Robert LalondeOn est de son enfance

L’enfance qui convoque la merveille charroie aussi le mal-être.

Notre entretien
avec l’auteur

L’enfance revient sans cesse dans votre œuvre, très intimement liée au monde de l’imaginaire. L’enfance comme âge de l’émerveillement mais aussi comme celui de la perte de l’innocence. Pourquoi est-ce si central pour vous?

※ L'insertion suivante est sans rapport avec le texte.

Issue #546, opened 2020-12-23
Image tag doesn't work from airy.conf`


ljupcovangelski:
Specifying 
```
global:
 appImageTag: beta
```
in `airy.conf` doesn't work and the apps are not deployed with the `beta` image. We need to read this from the conf file, so that provisioning works properly.

ljupcovangelski:
This issue was partially solved with https://github.com/airyhq/airy/pull/610. However, when we run the `conf` provisionner, the version defaults to the one with which `core` was deployed initially. So the issue stays open.

ljupcovangelski:
Was fixed with the `0.5.0` release. Currently the priority of the `appImageTag` is:
- `airy.conf` file
- `AIRY_VERSION` explicitly set during the bootstrap 
- the default `latest` value, specified in the helm chart

PR #606, opened 2021-01-11
[#546] Fix/546 revise image tags

pascal-airy:
This will remove the necessity to specify a AIRY_VERSION when running the bootstrap but the env var will still override the setting derived from the branch.
There will only be image tags develop for the current development version of an app or X.Y.Z for a released version of an app or service


chrismatix (approved):
Some of these changes I don't understand well enough to comment on, the rest looks good

infrastructure/scripts/provision/core.sh
```diff
@@ -6,14 +6,29 @@ SCRIPT_PATH=$(cd "$(dirname "${BASH_SOURCE[0]}")" ; pwd -P)
...
+    branch_name="$(git symbolic-ref HEAD 2>/dev/null)" ||
+    branch_name="(unnamed branch)"     # detached HEAD
+
+    branch_name=${branch_name##refs/heads/}
+    case "$branch_name" in
+        main|release* )
+            AIRY_VERSION=(`cat ../../VERSION`)
+            ;;
+        * )
+            AIRY_VERSION=develop
```
ljupcovangelski, line 24: Should this be `beta` or `develop` ?

ljupcovangelski: It's ok, I see we will also push the images with the `develop` tag, instead of `beta`
.

infrastructure/scripts/conf.sh
```diff
@@ -5,30 +5,35 @@ IFS=$'\n\t'
...
+source ${INFRASTRUCTURE_PATH}/scripts/lib/k8s.sh
+
 
 kubectl delete pod startup-helper --force 2>/dev/null || true
 kubectl run startup-helper --image busybox --command -- /bin/sh -c "tail -f /dev/null"
 
-helm upgrade core ${INFRASTRUCTURE_PATH}/helm-chart/ --values ${INFRASTRUCTURE_PATH}/airy.conf --set global.appImageTag=${AIRY_VERSION} --timeout 1000s > /dev/null 2>&1
+helm upgrade core ${INFRASTRUCTURE_PATH}/helm-chart/ --values ${INFRASTRUCTURE_PATH}/airy.yaml --set global.appImageTag=${AIRY_VERSION} --timeout 1000s > /dev/null 2>&1
 
 kubectl scale deployment schema-registry --replicas=1
```
ljupcovangelski, line 39: This way, we don't consider the version with which the core was deployed, as well as if we are on `main` and we want to `override` the version.
Or if we are on another branch and want to test a specific version (example 0.5.0).

pascal-airy: you can always export AIRY_VERSION=beta before starting the bootstrap

ljupcovangelski (approved):
Looks good :+1:

PR #617, opened 2021-01-12
Feature/598 read unread state of conversations

### LINKED ISSUE #598: Read/Unread state of conversations

AudreyKj:
resolves #598 

changes:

Enfant, on sait déjà qui on est, ce qu’on désire, ce qui nous chante, ce qui nous enchaîne, ce qui nous appelle, ce qui nous retient. La suite imaginée, puis réelle (pour celles et ceux qui surmontent les embûches), est celle de l’enfant qui n’oublie pas ses chances et ne se trompe pas sur ses entraves. À son commencement revient souvent l’adulte que je suis, lorsqu’il s’égare, s’étant laissé abuser par ce qu’on a voulu de lui. Pour lui. La perte de l’innocence n’est pas tant la fermeture du paradis premier que la révélation brutale du sentier sans issue qu’on lui a fait prendre, de même que celle de la clairière libre qui l’attend et qu’il avait oubliée.

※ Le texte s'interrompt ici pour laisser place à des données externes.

PR #155, opened 2021-05-28
REALMC-8824: Ensure command factory closes properly before exiting cli

makesitgo:
i'll switch `*CommandFactory.Run` to return `error` if you still don't like this, I just wanted one last chance to defend the semantics of this code (why return `err` if you shouldn't do anything with it, as its already been consumed/reported?)

### DIFF
--- a/cmd/root.go
+++ b/cmd/root.go
@@ -2,6 +2,8 @@ package cmd
 
 import (
 	"fmt"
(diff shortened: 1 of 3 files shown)


tsedgwick (approved):
I won't split hairs for this, as long as this is the only place we are returning ints.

Dans vos plus récents livres, vous faites la part belle à la citation, aux textes de vos collègues écrivains dont vous sertissez les vôtres. On dirait que, pour vous, écrire, c’est d’abord et avant tout – et de plus en plus – être un lecteur. Est-ce ainsi que vous le ressentez?

Absolument. On n’écrit jamais seul. J’aime et je tiens à celles et ceux qui m’épaulent, m’aiguillent, me donnent la permission d’avancer sans pudeur, m’autorisent à lâcher la bride sans affolement. Il m’importe de faire savoir avec quel bois je me chauffe. De plus, citant, je me mesure à celles et ceux qui, avant moi, pour moi, ont franchement osé.


 

Non pas tour à tour, mais dans la même journée et du même souffle, je vis entouré et seul. Cette contradiction-là me semble le fait même de vivre.

Extrait de l’entretien


 

L’écriture, la lecture sont des actes qui relèvent de l’intimité, du monde intérieur. Toutefois, vous ne cessez de célébrer l’errance, le déplacement, la vie au-dehors. Comment réconciliez-vous ces forces contradictoires?

Il n’y a pas contradiction mais cohabitation en moi, depuis mon enfance sauvage, du monde extérieur et du monde soi-disant intérieur. Lire en soi, tout en déchiffrant les grandes énigmes de la nature, c’est apprendre à connaître sa propre nature, son existence d’animal-humanoïde vivant dans la dramaturgie d’un territoire, familier ou non, aujourd’hui scruté quasi uniquement sur des écrans cathodiques. Non pas tour à tour, mais dans la même journée et du même souffle, je vis entouré et seul. Cette contradiction-là me semble le fait même de vivre.

Dans le même ordre d’idée, vous ancrez fermement votre activité d’écrivain dans un espace situé en dehors de la ville. On pourrait même y voir un refus de l’urbanité, de la place publique. Pensez-vous que ce retrait loin de la foule est essentiel au travail de l’écrivain?

Non, bien sûr. Bien que pour moi, il s’agisse manifestement d’abord d’une fuite. Fugueur un jour, fugueur toujours. La ville me force à tout voir et à tout entendre dans une frénésie magnétique qui me conduit à une sorte de dérèglement des sens abrutissant. Ici règnent rapprochement et éloignement, apprivoisement et détachement, bourrasques et accalmies. Les audacieuses humeurs sans raison des saisons me donnent la mesure à la fois de ce dont la nature est capable, de manière magnifiquement incohérente, et de ce que je suis moi-même apte à tenter, dans le doute comme dans l’emportement.